What about DOM0? We would have to browse the firmware table (ACPI or DT)
to replace the ITS parent.

> 
> In the future a more complex arrangement may be desired. Since the
> choice of model is internal to the hypervisor/tools and is
> communicated to the guest via firmware tables we are not tied to this
> model as an ABI if we decide to change.
> 
> ## LPI Configuration Table Virtualisation
> 
> A guest's write accesses to its LPI Configuration Table (which is just
> an area of guest RAM which the guest has nominated) will be trapped to
> the hypervisor, using stage 2 MMU permissions, in order for changes to
> be propagated into the host interrupt configuration.
> 
> On write `bit[0]` of the written byte is the enable/disable state for
> the irq and is handled thus:
> 
>     lpi = (addr - table_base);
>     if ( byte & 1 )
>         enable_irq(lpi);
>     else
>         disable_irq(lpi);
> 
> Note that in the context of this emulation we do not have access to a
> Device ID, and therefore cannot make decisions based on whether the
> LPI/event has been `MAPD`d etc. In any case we have an `lpi` in our
> hand and not an `event`, IOW we would need to do a _reverse_ lookup in
> the ITT.

I'm struggling to see how this would work. After enabling/disabling an
IRQ you need to send an INV which require the devID and the eventID.

Also, until now you haven't explained how the vLPI will be mapped to the
pLPI. If you have this mapping, you are able to get the device, ID.

> 
> LPI priority (the remaining bits in the written byte) is currently
> ignored.
> 
> ## LPI Pending Table Virtualisation
> 
> XXX Can we simply ignore this? 4.8.5 suggests it is not necessarily in
> sync and the mechanism to force a sync is `IMPLEMENTATION DEFINED`.
> 
> ## Device Table Virtualisation
> 
> The IPA, size and cacheability attributes of the guest device table
> will be recorded in `struct domain` upon write to `GITS_BASER0`.
>
> In order to lookup an entry for `device`:
> 
>     define {get,set}_vdevice_entry(domain, device, struct device_table *entry):
>         offset = device*sizeof(struct vdevice_table)
>         if offset > <DT size>: error
> 
>         dt_entry = <DT base IPA> + device*sizeof(struct vdevice_table)
>         page = p2m_lookup(domain, dt_entry, p2m_ram)
>         if !page: error
>         /* nb: non-RAM pages, e.g. grant mappings,
>          * are rejected by this lookup */

It is allowed to pass device memory here.

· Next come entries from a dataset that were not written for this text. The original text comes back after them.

PR #2196, opened 2024-04-26
Chore/sa sign tests

tomiir:
# Breaking Changes

N/A

# Changes

- Adds W3m info section with `address` and `chainId`
- Adds `getAddress`, `getChainId` and `expectValidSignature` to `ModalValidator`
- Adds test to check for 6942 signature validity on smart-accounts

## Notes
Requires https://github.com/WalletConnect/secure-web3modal/pull/123

### DIFF
--- a/apps/laboratory/src/components/Ethers/EthersModalInfo.tsx
+++ b/apps/laboratory/src/components/Ethers/EthersModalInfo.tsx
@@ -1,0 +1,10 @@
+import * as React from 'react'
+import { useWeb3ModalAccount } from '@web3modal/ethers/react'
+
+import { Web3ModalInfo } from '../Web3ModalInfo'
+
+export function EthersModalInfo() {
+  const { isConnected, address, chainId } = useWeb3ModalAccount()
+
+  return isConnected ? <Web3ModalInfo address={address} chainId={chainId} /> : null
+}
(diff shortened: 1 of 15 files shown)


apps/laboratory/src/components/Ethers/EthersModalInfo.tsx
```diff
@@ -0,0 +1,10 @@
+import * as React from 'react'
+import { useWeb3ModalAccount } from '@web3modal/ethers/react'
+
+import { Web3ModalInfo } from '../Web3ModalInfo'
+
+export function EthersModalInfo() {
+  const { isConnected, address, chainId } = useWeb3ModalAccount()
```
enesozturk, line 7: This will probably cause some hydration issues. Since we don't fully support SSR, the `isConnected` value will be different between the server and the client.

Instead, we could:
-  Force it to use client-side rendering: https://nextjs.org/docs/messages/react-hydration-error#possible-ways-to-fix-it
- Or render the `<Web3ModalInfo/>` component even though we don't have connection yet but there wouldn't be any info inside.

tomiir: added a ready check 🖖

PR #2205, opened 2024-05-03
[Draft] feat: support web3js

Muhammad-Altabba:
This is currently just a draft.

This MR is to support using web3.js with web3modal.

# Breaking Changes

N/A

# Changes

- feat: support web3js
- chore: read `EMAIL_DOMAIN` from env variable (and default to `'web3modal.msdc.co'` if not provided).

# Associated Issues

N/A


glitch-txs:
Hi thanks for the effort, we won't be adding another package but rather simplify support into a single one for ethers and web3js

Muhammad-Altabba:
> Hi thanks for the effort, we won't be adding another package but rather simplify support into a single one for ethers and web3js

Thanks @glitch-txs,
We hope this PR gives some ideas on how web3.js could be used with web3modal. Let us know please if we need to provide support for the code changes that would simplify the support of ethers and web3.js into the anticipated single package.

And for now, I published a temporary package as a demo at: https://www.npmjs.com/package/web3modal-web3js

Best regards,

glitch-txs:
Thanks @Muhammad-Altabba! We are planning to migrate from ethers support to a more agnostic approach by exposing the wallet provider on its own so devs would be able to work/choose any ethereum library they wish to use

vittominacori:
> We are working on a general structure refactor for web3modal and as @glitch-txs mentioned we won't need to implement web3.js client explicitly and it'll be library agnostic.

@enesozturk where we could track that new updates? Will this refactor be integrated in Appkit?

enesozturk:
> > We are working on a general structure refactor for web3modal and as @glitch-txs mentioned we won't need to implement web3.js client explicitly and it'll be library agnostic.
> 
> 
> 
> @enesozturk where we could track those new updates? Will this refactor be integrated in Appkit?

@vittominacori we started working on the big refactor and will be opening the PRs in the upcoming weeks. Currently cannot share a link/doc or something, keep following for the updates please

PR #2210, opened 2024-05-06
refactor: render tooltip in root

enesozturk:
# Breaking Changes

Refactor the tooltip component to render it in the root of the w3m instead of in the component of it's used. This is an approach that allow us to have more capabilities when rendering tooltips. In some situations, we might need to render a tooltip with variety children's. 

### wui-tooltip-select

The existing wui-tooltip-select component, originally styled as a wallet feature button, will now support a broader range of components based on the specific use case.

### Why render on the root?

1) Overflow Handling: There are instances where the tooltip content is lengthy, causing it to overflow beyond the boundaries of the w3m component. With the previous implementation, the overflow was hidden by the w3m. Rendering at the root level resolves this issue.

2) Positioning and Control: Certain tooltips necessitate rendering outside the w3m component for proper positioning and control. This change allows for precise placement and management of such tooltips.

# Changes

- Refactor `wui-tooltip-select` to `wui-wallet-feature-button`, since it's styling for only for wallet feature buttons on the account page.
- Add `TooltipController` to manage tooltip state
- Add `w3m-tooltip-trigger` to handle a variety children as a tooltip wrapper
- Add `w3m-tooltip` component to render this on the root.


svenvoskamp (changes requested):
Good refactor! ⚡️ 

I'm not to keen on the name `wui-wallet-feature-button`. I think we need a more general name, so we could reuse it in the future for other things. Also please fix danger issues.

enesozturk:
@svenvoskamp Totally - I wasn't quite sure about its naming but at the same time, I'm not sure if it's a reusable component in different places since we don't have any similar components. Any suggestion for a name?

Taking a look danger issues right now!

enesozturk:
@svenvoskamp made a few changes danger.js checks for false errors.

packages/ui/src/utils/ThemeUtil.ts
```diff
@@ -45,6 +45,7 @@ function createRootStyles(themeVariables?: ThemeVariables) {
     core: css`
       @import url('https://fonts.googleapis.com/css2?family=Inter:wght@400;500;600;700&display=swap');
       :root {
+        --w3m-modal-width: 360px;
```
tomiir, line 48: did we check with design that this is ok? just wondering if designs expect a fixed width

svenvoskamp:
> @svenvoskamp Totally - I wasn't quite sure about its naming but at the same time, I'm not sure if it's a reusable component in different places since we don't have any similar components. Any suggestion for a name?
> 
> Taking a look danger issues right now!

Yes we don't use it anywhere else, but I like to keep the component naming a bit more general. Maybe something like `wui-icon-button`

svenvoskamp (approved):

packages/scaffold/src/partials/w3m-tooltip/index.ts
```diff
@@ -0,0 +1,68 @@
...
+
+    const topValue = this.triggerRect.top
+    const leftValue = this.triggerRect.left
+
+    this.style.cssText = `
+    --w3m-tooltip-top: ${topValue}px;
+    --w3m-tooltip-left: ${leftValue}px;
+    --w3m-tooltip-parent-width: ${this.triggerRect.width / 2}px;
+    --w3m-tooltip-display: ${this.open ? 'flex' : 'none'};
+    --w3m-tooltip-opacity: ${this.open ? 1 : 0};
```
tomiir, line 54: Bit of a nitpick:

I think we usually prefix these with `local`. 
I think w3m would be a bit confusing to know if it's a generic style vs a local one when modifying the css

packages/ui/src/utils/ThemeUtil.ts
enesozturk: @tomiir Yeah, we use 360px as modal width. The thing I did is moving it to variable instead using in hard code value in CSs. 

Using variable is good when you have to use modal width in different places. I.e: I'm calculating the `max-width` of tooltip depending on the modal width:

```css
    max-width: calc(var(--w3m-modal-width) - var(--wui-spacing-xl));
```

packages/scaffold/src/partials/w3m-tooltip/index.ts
enesozturk: This is a good point. I've thought the same but the `w3m-tooltip` is a global component in w3m. Like snackbar and rendered on the root. So there should be only one tooltip rendered, that's why I wanted to use `--w3m-tooltip-*` naming.

tomiir (approved):

PR #2213, opened 2024-05-06
fix: sign modal not appearing when going through siwe flow

tomiir:
# Breaking Changes

N/A

# Changes
- fix: sign modal not popping up when using SIWE + email


arein (commented):
curious: How will this be covered by an automated test? (I know PR is draft)

apps/laboratory/tests/siwe-email.spec.ts
```diff
@@ -0,0 +1,64 @@
...
+
+  await modalWalletPage.sign()
+  await modalWalletPage.approveSign()
+  await modalWalletValidator.expectAcceptedSign()
+
+  targetChain = 'Ethereum'
+  await modalWalletPage.openAccount()
+  await modalWalletPage.openSettings()
+  await modalWalletPage.switchNetwork(targetChain)
+  await modalWalletPage.page.waitForTimeout(1000)
```
enesozturk, line 45: Do we have to wait here? Doesn't it waiting util chain name to be on the screen by itself?

tomiir: Siwe Popup is async, it reacts to state changes on the account so it has a small delay. 
Will test it out as I've changed some things that might make it work regardless 🖖

apps/laboratory/tests/shared/fixtures/w3m-email-fixture.ts
```diff
@@ -25,3 +28,29 @@ export const testMEmail = timingFixture.extend<ModalFixture>({
...
+
+    const mailsacApiKey = process.env['MAILSAC_API_KEY']
+    if (!mailsacApiKey) {
+      throw new Error('MAILSAC_API_KEY is not set')
+    }
+    const email = new Email(mailsacApiKey)
+    const tempEmail = email.getEmailAddressToUse(testInfo.parallelIndex)
+
+    await modalPage.emailFlow(tempEmail, context, mailsacApiKey)
+    await modalPage.page.waitForTimeout(1000)
```
enesozturk, line 45: Same here, instead of putting timeouts we should wait for some elements to be visible. There should be a certain reason when we use timeouts and would better be commented IMO.

enesozturk (approved):
LGTM! Just left some comments

PR #2214, opened 2024-05-06
chore: detailed canary timings

chris13524:
Adds more metrics for specific things we want to time. In this case:
- Time for the QR code to display once requested by the user
- Time for the session proposal to be received by the wallet once URI is pasted and connect clicked
- Time for a signature request be received by the wallet once initiated via the app


apps/laboratory/tests/shared/fixtures/timing-fixture.ts
```diff
@@ -0,0 +1,11 @@
+import { test as base } from '@playwright/test'
+
+export type TimingRecords = { item: string; timeMs: number }[]
```
arein, line 3: elegant!

arein (approved):

PR #2219, opened 2024-05-07
refactor: add in-app browser check for mobile

enesozturk:
# Breaking Changes

Adde in-app browser checks to be sure that if the app is opened on any wallet's in-app browser, it should be detected as mobile as well


tomiir (approved):

packages/core/src/utils/CoreHelperUtil.ts
```diff
@@ -3,11 +3,30 @@ import { ConstantsUtil } from './ConstantsUtil.js'
...
+      )
+    }
+
+    return false
+  },
+
+  isMobile() {
+    if (typeof window !== 'undefined') {
+      return (
+        this.isInAppBrowser() ||
```
enesozturk, line 27: Adding this somehow breaks the e2e tests. Prob it's going into some unexpected conditions. Will check later

PR #2223, opened 2024-05-07
:deprecate - injected connector

svenvoskamp:
# Changes

- deprecate injected connector from wagmi / ethers5 / ethers as we use multi injected provider discovery (EIP 6963)
- show deprecate warning on `enableInjected` flag
- add `installed` tag to extension wallets


packages/ethers/src/client.ts
```diff
@@ -244,12 +232,6 @@ export class Web3Modal extends Web3ModalScaffold {
           return Boolean(window.ethereum)
         }
 
-        if (ethersConfig.injected) {
-          if (!window?.ethereum) {
-            return false
-          }
-        }
-
```
tomiir, line 252: do we still need this? asking cause this comes from `ethersConfig`

packages/ethers/src/utils/defaultConfig.ts
```diff
@@ -4,7 +4,6 @@ import { CoinbaseWalletSDK } from '@coinbase/wallet-sdk'
 
 export interface ConfigOptions {
   enableEIP6963?: boolean
-  enableInjected?: boolean
```
tomiir, line 7: I don't think we should add breaking changes by changing the interface. 
I'd say we leave the interface as-is but just not use the flag. 
We should probably emit a warning deprecation message instead.

apps/laboratory/src/pages/library/wagmi.tsx
```diff
@@ -25,7 +25,6 @@ const modal = createWeb3Modal({
   metadata: ConstantsUtil.Metadata,
   termsConditionsUrl: 'https://walletconnect.com/terms',
   privacyPolicyUrl: 'https://walletconnect.com/privacy',
-  customWallets: ConstantsUtil.CustomWallets,
```
Cali93, line 28: Are we removing this because we will always display installed wallets ?

packages/ethers/src/client.ts
```diff
@@ -565,7 +544,7 @@ export class Web3Modal extends Web3ModalScaffold {
     localStorage.removeItem(EthersConstantsUtil.WALLET_ID)
     EthersStoreUtil.reset()
 
-    if (providerType === 'injected' || providerType === 'eip6963') {
+    if (providerType === 'eip6963') {
```
Cali93, line 547: Just double checking that the provider type isn't persisted in `localStorage` to avoid people getting in a broken state.

Cali93 (commented):
Are current tests covering this ? If not, can we add them ?

apps/laboratory/src/pages/library/wagmi.tsx
svenvoskamp: Will add them back, removed them for testing purposes

packages/ethers/src/client.ts
svenvoskamp: If a users latest connection was with the injected connector, it will lose the connection. They need to reconnect (with EIP6963). They won't get into a broken state where they can't disconnect.

packages/ethers/src/client.ts
svenvoskamp: We don't need this anymore

packages/ethers5/src/utils/defaultConfig.ts
```diff
@@ -4,47 +4,23 @@ import { CoinbaseWalletSDK } from '@coinbase/wallet-sdk'
...
 export function defaultConfig(options: ConfigOptions) {
-  const {
-    enableEIP6963 = true,
-    enableInjected = true,
-    enableCoinbase = true,
-    metadata,
-    rpcUrl,
-    defaultChainId
-  } = options
+  const { enableEIP6963 = true, enableCoinbase = true, metadata, rpcUrl, defaultChainId } = options
```
tomiir, line 18: I'd add a `console.warn` here if user is enabling the `enableInjected` flag

tomiir (approved):

PR #2229, opened 2024-05-09
refactor/swap improvements

enesozturk:
- **refactor: update swap input styles and price state for totoken**
- **refactor: business logic and ui improvements**

# Breaking Changes

N/A

# Changes

- feat:
- fix:
- chore:

# Associated Issues

closes #...


packages/core/src/controllers/SwapController.ts
```diff
@@ -245,9 +259,14 @@ export const SwapController = {
   },
 
   switchTokens() {
+    if (state.initializing || !state.initialized) {
```
tomiir, line 262: do we need this check in other methods ?

packages/core/src/controllers/SwapController.ts
```diff
@@ -675,6 +698,26 @@ export const SwapController = {
...
+    const insufficientNetworkTokenForGas = SwapCalculationUtil.isInsufficientNetworkTokenForGas(
+      state.networkBalanceInUSD,
+      state.gasPriceInUSD
+    )
+
+    if (insufficientNetworkTokenForGas || isInsufficientSourceTokenForSwap) {
+      return true
+    }
+
+    return false
```
tomiir, line 721: `return insufficientNetworkTokenForGas || isInsufficientSourceTokenForSwap`

packages/core/src/controllers/SwapController.ts
enesozturk: Nope, this this for disabling functionality when users click the switch button on the center because that button is still visible even thought the swap is initializing (when have skeletons view)

tomiir (approved):

PR #2236, opened 2024-05-10
Fix/send bugs

svenvoskamp:
# Changes

fix: https://linear.app/walletconnect/issue/APKT-338/sending-small-amounts-leads-to-weird-ui-issue
fix: resolved issue when sending native tokens was not possible on wagmi (wagmi released a fix for us) 
fix: resolved issue that metadata didn't show when using ethers + siwe


packages/scaffold/src/views/w3m-account-settings-view/index.ts
```diff
@@ -246,9 +246,9 @@ export class W3mAccountSettingsView extends LitElement {
     await ConnectionController.reconnectExternal(emailConnector)
 
     this.text =
-      this.preferredAccountType === W3mFrameRpcConstants.ACCOUNT_TYPES.SMART_ACCOUNT
-        ? 'Switch to your smart account'
-        : 'Switch to your EOA '
+      accountTypeTarget === W3mFrameRpcConstants.ACCOUNT_TYPES.SMART_ACCOUNT
```
enesozturk, line 249: Oh how we didn't notice before 🤔

packages/core/src/controllers/SendController.ts
```diff
@@ -91,7 +91,7 @@ export const SendController = {
 
   sendToken() {
     if (this.state.token?.address && this.state.sendTokenAmount && this.state.receiverAddress) {
-      SendController.sendERC20Token({
+      this.sendERC20Token({
```
enesozturk, line 94: If we are not calling the `sendToken` from a different context (like passing it to another object's callback etc.) this shouldn't make any difference, curious what was the issue here 🤔

enesozturk (approved):

packages/scaffold/src/views/w3m-account-settings-view/index.ts
svenvoskamp: Seemed to work great locally, but in lab it didn't. This should solve it.

packages/core/src/controllers/SendController.ts
svenvoskamp: There was no issue here, but I think this is more clean.

PR #2242, opened 2024-05-10
chore: Test Cases table and missing SA tests

lukaisailovic:
# Changes

-  adds basic test cases table


tomiir:
@lukaisailovic want to merge this and we update it later or will u update with new SIWE + SA test support?

enesozturk:
@lukaisailovic @tomiir I think we could merge this?

lukaisailovic:
@tomiir Can you please update with current testinng state?

enesozturk:
@tomiir @lukaisailovic I think we could close this. IMO it doesn't make sense to keep track of the test cases manually - this will tend to be expired very soon. Engineers shouldn't be responsible of maintaining this list. They should be responsible of adding tests for anything they developed. Since we started doing this. This table doesn't seem useful to me. Wdyt?

PR #5, opened 2022-09-16
Add step-by-step jupyter notebook and default run directory 

ashjbarnes:
A notebook has been added that linearly steps through the process of creating a new regional domain. It uses modified versions of Angus' scripts as well as code that performs the bash commands Angus used to set up EAC and PANAN. A default run directory has been included, which is copied by the notebook into the new run directory and modified to suit the newly created experiment.


angus-g (changes requested):
Thanks! As we discussed, I think this is one of the two possible approaches:

1. develop as a library, and import that into the notebook which describes how to use the library
2. use [nbdev](https://nbdev.fast.ai/) and make the notebook(s) the main point of development, exporting to a library for other consumption

Happy to take perspectives either way on this; I think having a library created through some means is important, and the documentation from the notebook is useful. If we decide to go for the first option, we can look at the organisation of functions and files, and wrapping everything up into an actual package.

### Minor points
For the PR itself, you should remove the `.ipynb_checkpoints`, `__pycache__` and `original_scripts` directories. I like the idea of having an example run that actually exercises the outputs from the regional domain (and tide) generation. Maybe that would be better situated in its own repository though?

.gitignore
```diff
@@ -0,0 +1,2 @@
+__pycache__
+.ipy*
```
angus-g, line 2: This would catch notebooks too?

ashjbarnes: thanks Angus, fixed!

ashjbarnes:
I've collected all of the functions into three files: The ones we've written, the ones that we've borrowed from the NWA repo, and the HCtFlood tool. I guess that we could turn our functions into a proper module, but given that some of it is still hardcoded for our purposes (particularly the fact that it's designed to work with ACCESS-OM2) I thought that for now it might make sense to leave it as a set of functions that could be modified as needed by the user

angus-g:
So I think we discussed a plan to move the notebook portion of this into https://github.com/COSIMA/cosima-recipes, then make this repository hold just a Python package (with the goal of being included in the COSIMA conda environment) to do the Python backend stuff.

PR #13, opened 2023-05-18
Inputagnostic

ashjbarnes:
Ok I left this branch for way too long without merging. This is the future branch of mom6 regional following a full refactor in which functions are made agnostic to model inputs and wrapped up in classes. The 'regional_library.py' is where current scripts live. 'mom6_regional_scripts.py' is legacy and no longer needed after regrid runoff is put into pipeline


ashjbarnes:
hold on I'll clean some things up first then re open...

ashjbarnes:
thx @aekiss

aekiss (approved):

PR #23, opened 2023-06-02
Delete `legacy_README.md` + updates `README.md`

navidcy:
No need to keep that there. Github saves it in the repositorie's history for eternity!


ashjbarnes (approved):
thanks Navid!

PR #34, opened 2023-06-14
Some cleanup

navidcy:
Just some organizing.

@ashjbarnes, what does `regional_model_scripts.py` includes? What's the difference from the `mom6-regiona.py`?


angus-g:
I'm not sure it makes sense to move that into the library. Probably better to just delete it, we can excavate it from history if ever needed.

navidcy:
Oh, you said the magic word!

ashjbarnes:
The only reason the legacy mom6_regional_scripts.py is still there is I've not incorporated the Regrid Runoff step. Perhaps we could delete it for now, and then alter the data table in the default rundirs so they're not expecting runoff at all? Make a note that runoff will / might be included at some point

navidcy:
@ashjbarnes, feel free to alter the data table in the default run directory in this PR?

navidcy:
@ashjbarnes shall I merge and you deal w runoff in a different PR?

ashjbarnes:
Oh good point - I think we should deal with it now because otherwise the demo notebooks won't work after merging.

How do I modify within the PR? Go back to my review and change some code?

See Device-nGnRnE.

> 
>         dt_mapping = map_domain_page(page)
> 
>         if (set)
>              dt_mapping[<appropriate page offset from device>] = *entry;
>         else
>              *entry = dt_mapping[<appropriate page offset>];
> 
>         unmap_domain_page(dt_mapping)
> 
> Since everything is based upon IPA (guest addresses) a malicious guest
> can only reference its own RAM here.
> 
> ## ITT Virtualisation
> 
> The location of a VITS will have been recorded in the domain Device
> Table by a `MAPI` or `MAPVI` command and is looked up as above.
> 
> The `vitt` is a `struct vitt`:
> 
>     struct vitt {
>         uint16_t valid:1;
>         uint16_t pad:15;
>         uint16_t collection;
>         uint32_t vpli;
>     };
>     BUILD_BUG_ON(sizeof(struct vitt) != 8);
> 
> A lookup occurs similar to for a device table, the offset is range
> checked against the `vitt_size` from the device table. To lookup
> `event` on `device`:
> 
>     define {get,set}_vitt_entry(domain, device, event, struct vitt *entry):
>         get_vdevice_entry(domain, device, &dt)
> 
>         offset = device*sizeof(struct vitt);

s/device/event/ ?

>         if offset > dt->vitt_size: error
> 
>         vitt_entry = dt->vita_ipa + event*sizeof(struct vitt)
>         page = p2m_lookup(domain, vitt_entry, p2m_ram)
>         if !page: error
>         /* nb: non-RAM pages, e.g. grant mappings,
>          * are rejected by this lookup */
> 
>         vitt_mapping = map_domain_page(page)
> 
>         if (set)
>              vitt_mapping[<appropriate page offset from event>] = *entry;
>         else
>              *entry = vitt_mapping[<appropriate page offset>];
> 
>         unmap_domain_page(entry)
> 
> Again since this is IPA based a malicious guest can only point things
> to its own ram.
> 
> ## Collection Table Virtualisation
> 
> A pointer to a dynamically allocated array `its_collections` mapping
> collection ID to vcpu ID will be added to `struct domain`. The array
> shall have `nr_vcpus + 1` entries and resets to ~0 (or another
> explicitly invalid vpcu nr).
> 
> ## Virtual LPI injection
> 
> As discussed above the `vgic_vcpu_inject_irq` functionality will need
> to be extended to cover this new case, most likely via a new
> `vgic_vcpu_inject_lpi` frontend function.
> 
> `vgic_vcpu_inject_lpi` receives a `struct domain *` and a virtual
> interrupt number (corresponding to a vLPI) and needs to figure out
> which vcpu this should map to.
> 
> To do this it must look up the Collection ID associated (via the vITS)
> with that LPI.
> 
> Proposal: Add a new `its_device` field to `struct irq_guest`, a
> pointer to the associated `struct its_device`. The existing `struct
> irq_guest.virq` field contains the event ID (perhaps use a `union`
> to give a more appropriate name) and _not_ the virtual LPI. Injection
> then consists of:
> 
>         d = irq_guest->domain
>         virq = irq_guest->virq
>         its_device = irq_guest->its_device
> 
>         get_vitt_entry(d, its_device->virt_device_id, virq, &vitt)
>         vcpu = d->its_collections[vitt.collection]
>         vgic_vcpu_inject_irq(d, &d->vcpus[vcpu])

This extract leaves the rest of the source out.